La bibliothèque libre.
Le texte de cette page a été corrigé et est conforme au fac-similé.
86
mémoires d’un communard

Intervenant, je fis observer aux sœurs — surtout à la supérieure — que leur action était doublement coupable ; que non seulement elles avaient voulu s’approprier un bien qui ne leur appartenait pas, et, qu’ainsi faisant, elles portaient préjudice à la Ville et aux malheureux qu’elle secourait, mais qu’elles donnaient à des enfants, à des jeunes filles qu’on leur avait confiées, un pernicieux exemple.

— La Commune, achevai-je, est en droit de prendre à votre égard des mesures sévères, de vous envoyer à Saint-Lazare avec les voleuses !

Ce fut une explosion nouvelle de pleurs et de cris ; puis, tout à coup, une jeune sœur, superbe d’indignation, arrache sa coiffe et s’écrie, les yeux pleins de larmes :

— J’en ai assez d’un pareil métier !… Ces vêtements me font honte… Je les quitte ; aussi la congrégation, et rentre dans la vie civile !…

Les autres sœurs dardèrent sur cette pauvre enfant des regards de feu.

Je la calmai, ainsi que les jeunes filles, et priai deux citoyennes de conduire la sœur à leur Comité.

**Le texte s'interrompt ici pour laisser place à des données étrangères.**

PR #55, opened 2022-09-21
Add backoff for fetch transport upon rate limiting

### LINKED ISSUE #45: Fetch transport: implement backoff when rate limiting response is received
If collector returns 429, back off for a while. Needs fleshing out details. Can we have the receiver provide backoff duration?

domasx2:
This updates `FetchTransport` to drop events for a period after receiving 429 too many requests. The period is taken from `Retry-After` header if present, or 5 seconds default. This should help with spam. 

fixes #45

### DIFF
--- a/packages/web/src/transports/fetch/transport.ts
+++ b/packages/web/src/transports/fetch/transport.ts
@@ -5,15 +5,22 @@ import type { FetchTransportOptions } from './types';
 
 const DEFAULT_BUFFER_SIZE = 30;
 const DEFAULT_CONCURRENCY = 5; // chrome supports 10 total, firefox 17
+const DEFAULT_RATE_LIMIT_BACKOFF_MS = 5000;
 
 export class FetchTransport extends BaseTransport {
   readonly name = '@grafana/agent-web:transport-fetch';
   readonly version = VERSION;
 
   promiseBuffer: PromiseBuffer<Response | void>;
+  private reateLimitBackoffMs: number;
+  private getNow: () => number;
+  private disabledUntil: Date = new Date();
 
   constructor(private options: FetchTransportOptions) {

Puis, revenant aux orphelines, je leur dis que la maison leur demeurait ouverte, que je ne les rendais pas responsables du délit qu’on leur avait fait commettre, et que de braves mères de famille prendraient soin d’elles, auraient pour elles des attentions, une sollicitude qu’elles n’avaient pu connaître en cette maison de mensonge et d’exploitation.

— La Commune, dis-je, sait sévir lorsqu’il le faut, mais elle connaît aussi son devoir vis-à-vis des faibles.

Les sœurs étaient tremblantes ; je leur demandai si elles se repentaient et voulaient suivre l’exemple de leur jeune compagne, rentrer dans la vie ordinaire, faire simplement leur devoir de femmes ?

Elles se turent, me regardant en dessous.

Perinde ac cadaver ! C’étaient là des cadavres obéissants, perdus pour la société, tout prêts à accomplir les pires actions pour l’amour d’un dieu cruel, avide de sang.

Servantes du Seigneur jusqu’au déshonneur ; mais ennemies de l’humanité vraie et renonçant au titre le plus noble : celui de mère !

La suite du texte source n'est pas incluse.